**To do:** Search the entries for the word "vinu" and return every line where it is found.

----- Data supplied -----

PR #1089, opened 2020-10-28
Refactor MinioProperties class and fix os name in user-agent

vinu:
- Take the os name from system properties
- Try to find the correct MANIFEST and load the version info (when the jar is used with multiple libraries)

### DIFF
--- a/api/src/main/java/io/minio/MinioClient.java
+++ b/api/src/main/java/io/minio/MinioClient.java
@@ -194,7 +194,7 @@ public class MinioClient {
   private static final int DEFAULT_EXPIRY_TIME = 7 * 24 * 3600;
   private static final String DEFAULT_USER_AGENT =
       "MinIO ("
-          + System.getProperty("os.arch")
+          + System.getProperty("os.name")
           + "; "
           + System.getProperty("os.arch")
           + ") minio-java/"
--- a/api/src/main/java/io/minio/MinioProperties.java
+++ b/api/src/main/java/io/minio/MinioProperties.java
@@ -57,16 +57,14 @@ enum MinioProperties {
       while (resources.hasMoreElements()) {
         try (InputStream is = resources.nextElement().openStream()) {
           Manifest manifest = new Manifest(is);
-          String implementationTitleValue =
-              manifest.getMainAttributes().getValue("Implementation-Title");
-          if (implementationTitleValue != null && implementationTitleValue.equals("minio")) {
+          if ("minio".equals(manifest.getMainAttributes().getValue("Implementation-Title"))) {
             version.set(manifest.getMainAttributes().getValue("Implementation-Version"));
             return;
           }
         }
       }
     } catch (IOException e) {
-      LOGGER.log(Level.SEVERE, "IOException occured", e);
+      LOGGER.log(Level.SEVERE, "IOException occurred", e);
       version.set("unknown");
     }
   }
--- a/api/src/main/java/io/minio/MinioProperties.java
+++ b/api/src/main/java/io/minio/MinioProperties.java
@@ -43,55 +43,46 @@ enum MinioProperties {
 
   public String getVersion() {
     String result = version.get();
-    if (result == null) {
-      synchronized (INSTANCE) {
-        if (version.get() == null) {
-          try {
-            ClassLoader classLoader = getClass().getClassLoader();
-            setMinioClientJavaVersion(classLoader);
-            setDevelopmentVersion();
-          } catch (IOException e) {
-            LOGGER.log(Level.SEVERE, "IOException occured", e);
-            version.set("unknown");
-          }
-          result = version.get();
-        }
-      }
+    if (result != null) {
+      return result;
     }
-    return result;
+    setVersion();
+    return version.get();
   }
 
-  private void setDevelopmentVersion() {
-    if (version.get() == null) {
+  private synchronized void setVersion() {
+    ClassLoader classLoader = getClass().getClassLoader();
+    if (classLoader == null) {
       version.set("dev");
+      return;
     }
-  }
 
-  private void setMinioClientJavaVersion(ClassLoader classLoader) throws IOException {
-    if (classLoader != null) {
+    try {
       Enumeration<URL> resources = classLoader.getResources("META-INF/MANIFEST.MF");
-      boolean minioManifestFound = false;
-      boolean minioVersionFound = false;
       while (resources.hasMoreElements()) {
         try (InputStream is = resources.nextElement().openStream()) {
           Manifest manifest = new Manifest(is);
+          boolean minioManifestFound;
           for (Map.Entry<Object, Object> entry : manifest.getMainAttributes().entrySet()) {
-            if (entry.getKey().toString().equals(META_INF_ATTRIB_IMPLEMENTATION_TITLE)
-                && entry.getValue().toString().equals(META_INF_ATTRIB_IMPLEMENTATION_TITLE_VALUE)) {
-              minioManifestFound = true;
-            }
-            if (minioManifestFound
-                && entry.getKey().toString().equals(META_INF_ATTRIB_IMPLEMENTATION_VERSION)) {
-              version.set(entry.getValue().toString());
-              minioVersionFound = true;
-              break;
+            String key = entry.getKey().toString();
+            String value = entry.getValue().toString();
+            minioManifestFound =
+                key.equals(META_INF_ATTRIB_IMPLEMENTATION_TITLE)
+                    && value.equals(META_INF_ATTRIB_IMPLEMENTATION_TITLE_VALUE);
+
+            if (minioManifestFound) {
+              version.set(
+                  manifest.getMainAttributes().getValue(META_INF_ATTRIB_IMPLEMENTATION_VERSION));
+              return;
             }
           }
         }
-        if (minioVersionFound) {
-          break;
-        }
       }
+    } catch (IOException e) {
+      LOGGER.log(Level.SEVERE, "IOException occured", e);
+      version.set("unknown");
+      return;
     }
+    version.set("dev");
   }
 }
--- a/api/src/main/java/io/minio/MinioProperties.java
+++ b/api/src/main/java/io/minio/MinioProperties.java
@@ -20,7 +20,6 @@ import java.io.IOException;
 import java.io.InputStream;
 import java.net.URL;
 import java.util.Enumeration;
-import java.util.Map;
 import java.util.concurrent.atomic.AtomicReference;
 import java.util.jar.Manifest;
 import java.util.logging.Level;
@@ -31,13 +30,6 @@ enum MinioProperties {
   INSTANCE;
 
   private static final Logger LOGGER = Logger.getLogger(MinioProperties.class.getName());
-
-  // These attributes are checked from the manifests in classpath.
-  private static final String META_INF_ATTRIB_IMPLEMENTATION_TITLE = "Implementation-Title";
-  private static final String META_INF_ATTRIB_IMPLEMENTATION_VERSION = "Implementation-Version";
-
-  // this is set from gradle
-  private static final String META_INF_ATTRIB_IMPLEMENTATION_TITLE_VALUE = "minio";
 
   private final AtomicReference<String> version = new AtomicReference<>(null);
 
@@ -51,9 +43,12 @@ enum MinioProperties {
   }
 
   private synchronized void setVersion() {
+    if (version.get() != null) {
+      return;
+    }
+    version.set("dev");
     ClassLoader classLoader = getClass().getClassLoader();
     if (classLoader == null) {
-      version.set("dev");
       return;
     }
 
@@ -62,27 +57,17 @@ enum MinioProperties {
       while (resources.hasMoreElements()) {
         try (InputStream is = resources.nextElement().openStream()) {
           Manifest manifest = new Manifest(is);
-          boolean minioManifestFound;
-          for (Map.Entry<Object, Object> entry : manifest.getMainAttributes().entrySet()) {
-            String key = entry.getKey().toString();
-            String value = entry.getValue().toString();
-            minioManifestFound =
-                key.equals(META_INF_ATTRIB_IMPLEMENTATION_TITLE)
-                    && value.equals(META_INF_ATTRIB_IMPLEMENTATION_TITLE_VALUE);
-
-            if (minioManifestFound) {
-              version.set(
-                  manifest.getMainAttributes().getValue(META_INF_ATTRIB_IMPLEMENTATION_VERSION));
-              return;
-            }
+          String implementationTitleValue =
+              manifest.getMainAttributes().getValue("Implementation-Title");
+          if (implementationTitleValue != null && implementationTitleValue.equals("minio")) {
+            version.set(manifest.getMainAttributes().getValue("Implementation-Version"));
+            return;
           }
         }
       }
     } catch (IOException e) {
       LOGGER.log(Level.SEVERE, "IOException occured", e);
       version.set("unknown");
-      return;
     }
-    version.set("dev");
   }
 }
--- a/api/src/main/java/io/minio/MinioProperties.java
+++ b/api/src/main/java/io/minio/MinioProperties.java
@@ -17,10 +17,11 @@
 package io.minio;
 
 import java.io.IOException;
+import java.io.InputStream;
 import java.net.URL;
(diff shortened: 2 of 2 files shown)


api/src/main/java/io/minio/MinioClient.java
```diff
@@ -194,7 +194,7 @@
   private static final int DEFAULT_EXPIRY_TIME = 7 * 24 * 3600;
   private static final String DEFAULT_USER_AGENT =
       "MinIO ("
-          + System.getProperty("os.arch")
+          + System.getProperty("os.name")
```
balamurugana, line 197: :+1:

api/src/main/java/io/minio/MinioProperties.java
```diff
@@ -62,14 +70,27 @@ private void setDevelopmentVersion() {
...
-        for (Object k : manifest.getMainAttributes().keySet()) {
-          String versionString = "Implementation-Version";
-          if (k.toString().equals(versionString)) {
-            version.set(manifest.getMainAttributes().getValue((Attributes.Name) k));
+        try (InputStream is = resources.nextElement().openStream()) {
+          Manifest manifest = new Manifest(is);
+          for (Map.Entry<Object, Object> entry : manifest.getMainAttributes().entrySet()) {
+            if (entry.getKey().toString().equals(META_INF_ATTRIB_IMPLEMENTATION_TITLE)
+                && entry.getValue().toString().equals(META_INF_ATTRIB_IMPLEMENTATION_TITLE_VALUE)) {
+              minioManifestFound = true;
```
balamurugana, line 81: Why do we need this? or what exactly the problem in current approach?

vinu: When minio is included with other libraries - via maven/gradle - this manifest resources will list all the manifests from the classpath - We specifically need the manifest from the minio jar - so we can get the version number correctly.

An example is added here https://github.com/vinu/minio-check (using minio with spring boot)
I added `7.1.4` of minio library, so I was expecting the User-agent to have this version, but it was like this `User-Agent: MinIO (x86_64; x86_64) minio-java/1.7.30`

This is because the current implementation lists all manifests from the classpath, and just takes the `Implementation-Version` so the version info is overridden by some other manifest.

balamurugana: :+1: 

Just refactor the class to simplify everything like below
```diff
diff --git a/api/src/main/java/io/minio/MinioProperties.java b/api/src/main/java/io/minio/MinioProperties.java
index ad6f4c9b..a46430b4 100644
--- a/api/src/main/java/io/minio/MinioProperties.java
+++ b/api/src/main/java/io/minio/MinioProperties.java
@@ -20,7 +20,6 @@ import java.io.IOException;
 import java.net.URL;
 import java.util.Enumeration;
 import java.util.concurrent.atomic.AtomicReference;
-import java.util.jar.Attributes;
 import java.util.jar.Manifest;
 import java.util.logging.Level;
 import java.util.logging.Logger;
@@ -28,49 +27,49 @@ import java.util.logging.Logger;
 /** Identifies and stores version information of minio-java package at run time. */
 enum MinioProperties {
   INSTANCE;
-
   private static final Logger LOGGER = Logger.getLogger(MinioProperties.class.getName());
-
   private final AtomicReference<String> version = new AtomicReference<>(null);
 
-  public String getVersion() {
-    String result = version.get();
-    if (result == null) {
-      synchronized (INSTANCE) {
-        if (version.get() == null) {
-          try {
-            ClassLoader classLoader = getClass().getClassLoader();
-            setMinioClientJavaVersion(classLoader);
-            setDevelopmentVersion();
-          } catch (IOException e) {
-            LOGGER.log(Level.SEVERE, "IOException occured", e);
-            version.set("unknown");
-          }
-          result = version.get();
-        }
-      }
+  private synchronized void setVersion() {
+    if (version.get() != null) {
+      return;
     }
-    return result;
-  }
 
-  private void setDevelopmentVersion() {
-    if (version.get() == null) {
+    ClassLoader classLoader = getClass().getClassLoader();
+    if (classLoader == null) {
       version.set("dev");
+      return;
     }
-  }
 
-  private void setMinioClientJavaVersion(ClassLoader classLoader) throws IOException {
-    if (classLoader != null) {
-      Enumeration<URL> resources = classLoader.getResources("META-INF/MANIFEST.MF");
-      while (resources.hasMoreElements()) {
-        Manifest manifest = new Manifest(resources.nextElement().openStream());
-        for (Object k : manifest.getMainAttributes().keySet()) {
-          String versionString = "Implementation-Version";
-          if (k.toString().equals(versionString)) {
-            version.set(manifest.getMainAttributes().getValue((Attributes.Name) k));
+    Enumeration<URL> resources = classLoader.getResources("META-INF/MANIFEST.MF");
+    while (resources.hasMoreElements()) {
+      try (InputStream is = resources.nextElement().openStream()) {
+        Manifest manifest = new Manifest(is);
+        boolean minioManifestFound = false;
+        for (Map.Entry<Object, Object> entry : manifest.getMainAttributes().entrySet()) {
+          String key = entry.getKey().toString();
+          String value = entry.getValue().toString();
+          if (minioManifestFound && key.equals("Implementation-Version")) {
+            version.set(value);
+            break;
           }
+
+          minioManifestFound = value.equals("minio") && key.equals("Implementation-Title");
         }
+      } catch (IOException e) {
+        LOGGER.log(Level.SEVERE, "IOException occured", e);
+        version.set("unknown");
       }
     }
   }
+
+  public String getVersion() {
+    String result = version.get();
+    if (result != null) {
+      return result;
+    }
+
+    setVersion();
+    return version.get();
+  }
 }
```

balamurugana: :+1: 

Simplify everything like below
```diff
diff --git a/api/src/main/java/io/minio/MinioProperties.java b/api/src/main/java/io/minio/MinioProperties.java
index ad6f4c9b..72bc9e26 100644
--- a/api/src/main/java/io/minio/MinioProperties.java
+++ b/api/src/main/java/io/minio/MinioProperties.java
@@ -20,7 +20,6 @@ import java.io.IOException;
 import java.net.URL;
 import java.util.Enumeration;
 import java.util.concurrent.atomic.AtomicReference;
-import java.util.jar.Attributes;
 import java.util.jar.Manifest;
 import java.util.logging.Level;
 import java.util.logging.Logger;
@@ -28,49 +27,52 @@ import java.util.logging.Logger;
 /** Identifies and stores version information of minio-java package at run time. */
 enum MinioProperties {
   INSTANCE;
-
   private static final Logger LOGGER = Logger.getLogger(MinioProperties.class.getName());
-
   private final AtomicReference<String> version = new AtomicReference<>(null);
 
-  public String getVersion() {
-    String result = version.get();
-    if (result == null) {
-      synchronized (INSTANCE) {
-        if (version.get() == null) {
-          try {
-            ClassLoader classLoader = getClass().getClassLoader();
-            setMinioClientJavaVersion(classLoader);
-            setDevelopmentVersion();
-          } catch (IOException e) {
-            LOGGER.log(Level.SEVERE, "IOException occured", e);
-            version.set("unknown");
-          }
-          result = version.get();
-        }
-      }
+  private synchronized void setVersion() {
+    if (version.get() != null) {
+      return;
     }
-    return result;
-  }
 
-  private void setDevelopmentVersion() {
-    if (version.get() == null) {
+    ClassLoader classLoader = getClass().getClassLoader();
+    if (classLoader == null) {
       version.set("dev");
+      return;
     }
-  }
 
-  private void setMinioClientJavaVersion(ClassLoader classLoader) throws IOException {
-    if (classLoader != null) {
-      Enumeration<URL> resources = classLoader.getResources("META-INF/MANIFEST.MF");
-      while (resources.hasMoreElements()) {
-        Manifest manifest = new Manifest(resources.nextElement().openStream());
-        for (Object k : manifest.getMainAttributes().keySet()) {
-          String versionString = "Implementation-Version";
-          if (k.toString().equals(versionString)) {
-            version.set(manifest.getMainAttributes().getValue((Attributes.Name) k));
+    Enumeration<URL> resources = classLoader.getResources("META-INF/MANIFEST.MF");
+    while (resources.hasMoreElements()) {
+      try (InputStream is = resources.nextElement().openStream()) {
+        Manifest manifest = new Manifest(is);
+        boolean minioManifestFound = false;
+        for (Map.Entry<Object, Object> entry : manifest.getMainAttributes().entrySet()) {
+          String key = entry.getKey().toString();
+          String value = entry.getValue().toString();
+          if (minioManifestFound && key.equals("Implementation-Version")) {
+            version.set(value);
+            return;
           }
+
+          minioManifestFound = value.equals("minio") && key.equals("Implementation-Title");
         }
+      } catch (IOException e) {
+        LOGGER.log(Level.SEVERE, "IOException occured", e);
+        version.set("unknown");
+        return;
       }
     }
+
+    version.set("dev");
+  }
+
+  public String getVersion() {
+    String result = version.get();
+    if (result != null) {
+      return result;
+    }
+
+    setVersion();
+    return version.get();
   }
 }
```

balamurugana: More simpler and error free
```diff
diff --git a/api/src/main/java/io/minio/MinioProperties.java b/api/src/main/java/io/minio/MinioProperties.java
index ad6f4c9b..d10eedda 100644
--- a/api/src/main/java/io/minio/MinioProperties.java
+++ b/api/src/main/java/io/minio/MinioProperties.java
@@ -17,10 +17,11 @@
 package io.minio;
 
 import java.io.IOException;
+import java.io.InputStream;
 import java.net.URL;
 import java.util.Enumeration;
+import java.util.Map;
 import java.util.concurrent.atomic.AtomicReference;
-import java.util.jar.Attributes;
 import java.util.jar.Manifest;
 import java.util.logging.Level;
 import java.util.logging.Logger;
@@ -28,49 +29,53 @@ import java.util.logging.Logger;
 /** Identifies and stores version information of minio-java package at run time. */
 enum MinioProperties {
   INSTANCE;
-
   private static final Logger LOGGER = Logger.getLogger(MinioProperties.class.getName());
-
   private final AtomicReference<String> version = new AtomicReference<>(null);
 
-  public String getVersion() {
-    String result = version.get();
-    if (result == null) {
-      synchronized (INSTANCE) {
-        if (version.get() == null) {
-          try {
-            ClassLoader classLoader = getClass().getClassLoader();
-            setMinioClientJavaVersion(classLoader);
-            setDevelopmentVersion();
-          } catch (IOException e) {
-            LOGGER.log(Level.SEVERE, "IOException occured", e);
-            version.set("unknown");
-          }
-          result = version.get();
-        }
-      }
+  private synchronized void setVersion() {
+    if (version.get() != null) {
+      return;
     }
-    return result;
-  }
 
-  private void setDevelopmentVersion() {
-    if (version.get() == null) {
-      version.set("dev");
+    version.set("dev");
+
+    ClassLoader classLoader = getClass().getClassLoader();
+    if (classLoader == null) {
+      return;
     }
-  }
 
-  private void setMinioClientJavaVersion(ClassLoader classLoader) throws IOException {
-    if (classLoader != null) {
+    try {
       Enumeration<URL> resources = classLoader.getResources("META-INF/MANIFEST.MF");
       while (resources.hasMoreElements()) {
-        Manifest manifest = new Manifest(resources.nextElement().openStream());
-        for (Object k : manifest.getMainAttributes().keySet()) {
-          String versionString = "Implementation-Version";
-          if (k.toString().equals(versionString)) {
-            version.set(manifest.getMainAttributes().getValue((Attributes.Name) k));
+        try (InputStream is = resources.nextElement().openStream()) {
+          Manifest manifest = new Manifest(is);
+          boolean minioManifestFound = false;
+          for (Map.Entry<Object, Object> entry : manifest.getMainAttributes().entrySet()) {
+            String key = entry.getKey().toString();
+            String value = entry.getValue().toString();
+            if (minioManifestFound && key.equals("Implementation-Version")) {
+              version.set(value);
+              return;
+            }
+
+            minioManifestFound = value.equals("minio") && key.equals("Implementation-Title");
           }
         }
       }
+    } catch (IOException e) {
+      LOGGER.log(Level.SEVERE, "IOException occured", e);
+      version.set("unknown");
+      return;
+    }
+  }
+
+  public String getVersion() {
+    String result = version.get();
+    if (result != null) {
+      return result;
     }
+
+    setVersion();
+    return version.get();
   }
 }
```

vinu: Please check the latest push, hope that cleans things :)

api/src/main/java/io/minio/MinioProperties.java
```diff
@@ -31,46 +32,57 @@
 
   private static final Logger LOGGER = Logger.getLogger(MinioProperties.class.getName());
 
+  // These attributes are checked from the manifests in classpath.
+  private static final String META_INF_ATTRIB_IMPLEMENTATION_TITLE = "Implementation-Title";
+  private static final String META_INF_ATTRIB_IMPLEMENTATION_VERSION = "Implementation-Version";
+
+  // this is set from gradle
+  private static final String META_INF_ATTRIB_IMPLEMENTATION_TITLE_VALUE = "minio";
```
balamurugana, line 40: Use these values directly than having constants.

api/src/main/java/io/minio/MinioProperties.java
```diff
@@ -31,46 +32,57 @@
...
+      return result;
     }
-    return result;
+    setVersion();
+    return version.get();
   }
 
-  private void setDevelopmentVersion() {
-    if (version.get() == null) {
+  private synchronized void setVersion() {
```
balamurugana, line 53: Do no-op if version is already set in another thread.

```java
if (version.get() != null) {
   return;
}
```

api/src/main/java/io/minio/MinioProperties.java
```diff
@@ -31,46 +32,57 @@
...
+    ClassLoader classLoader = getClass().getClassLoader();
+    if (classLoader == null) {
       version.set("dev");
```
balamurugana, line 56: Set `dev` as default value i.e. move above this line and remove setting it later.

api/src/main/java/io/minio/MinioProperties.java
```diff
@@ -31,46 +32,57 @@
...
-          String versionString = "Implementation-Version";
-          if (k.toString().equals(versionString)) {
-            version.set(manifest.getMainAttributes().getValue((Attributes.Name) k));
+        try (InputStream is = resources.nextElement().openStream()) {
+          Manifest manifest = new Manifest(is);
+          boolean minioManifestFound;
+          for (Map.Entry<Object, Object> entry : manifest.getMainAttributes().entrySet()) {
+            String key = entry.getKey().toString();
+            String value = entry.getValue().toString();
+            minioManifestFound =
```
balamurugana, line 69: This is not going to work. You are resetting the value on every iteration.

balamurugana (changes requested):

api/src/main/java/io/minio/MinioProperties.java
balamurugana: Actually we need only below in the `for`
```java
          if (entry.getKey().toString().equals("Implementation-Title") && entry.getValue().toString().equals("minio")) {
            version.set(manifest.getMainAttributes().getValue("Implementation-Version"));
            return;
          }
```

vinu: Got rid of the for, we can directly pull in the values from the attributes and check

api/src/main/java/io/minio/MinioProperties.java
```diff
@@ -35,42 +35,39 @@
...
-        Manifest manifest = new Manifest(resources.nextElement().openStream());
-        for (Object k : manifest.getMainAttributes().keySet()) {
-          String versionString = "Implementation-Version";
-          if (k.toString().equals(versionString)) {
-            version.set(manifest.getMainAttributes().getValue((Attributes.Name) k));
+        try (InputStream is = resources.nextElement().openStream()) {
+          Manifest manifest = new Manifest(is);
+          String implementationTitleValue =
+              manifest.getMainAttributes().getValue("Implementation-Title");
+          if (implementationTitleValue != null && implementationTitleValue.equals("minio")) {
```
balamurugana, line 62: Just reduce to `if ("minio".equals(manifest.getMainAttributes().getValue("Implementation-Title")))`

vinu: 👍  fixed

balamurugana (approved):
LGTM

kannappanr (approved):
LGTM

-----

**Exercise result:**
vinu:
vinu: When minio is included with other libraries - via maven/gradle - this manifest resources will list all the manifests from the classpath - We specifically need the manifest from the minio jar - so we can get the version number correctly.
An example is added here https://github.com/vinu/minio-check (using minio with spring boot)
vinu: Please check the latest push, hope that cleans things :)
vinu: Got rid of the for, we can directly pull in the values from the attributes and check
vinu: 👍  fixed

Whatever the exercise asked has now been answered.